PR #417, opened 2025-01-29
fix(yarnlock): ignore `yarn.lock` files in `node_modules`

G-Rath:
This mirrors the behaviour of `packagelockjson`, so I think it should be applied here too as I don't know of any tool which respects lockfiles in `node_modules`.

This _might_ fix https://github.com/google/osv-scalibr/issues/400


another-rex (approved):
Do we need to do something similar with packagejsonlock?

G-Rath:
No that's already doing this - overall I think we should have a general helper that's shared by all the JavaScript extractors as there's also some logic for handling max size, but I'll look into that as a follow up 

For now I've just done prs adding this specific logic to all js extractors

PR #420, opened 2025-01-29
fix(bunlock): import package that actually exists

G-Rath:
This was introduced in the commit that landed #379 - I'm pretty sure this change wasn't actually meant to be included in the commit


another-rex:
Closed via #424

_WHAT THIS TASK INVOLVES_
Where the string "extractors" occurs in a line of the material above, copy the whole line.

_RESPONSE AREA_
No that's already doing this - overall I think we should have a general helper that's shared by all the JavaScript extractors as there's also some logic for handling max size, but I'll look into that as a follow up 
For now I've just done prs adding this specific logic to all js extractors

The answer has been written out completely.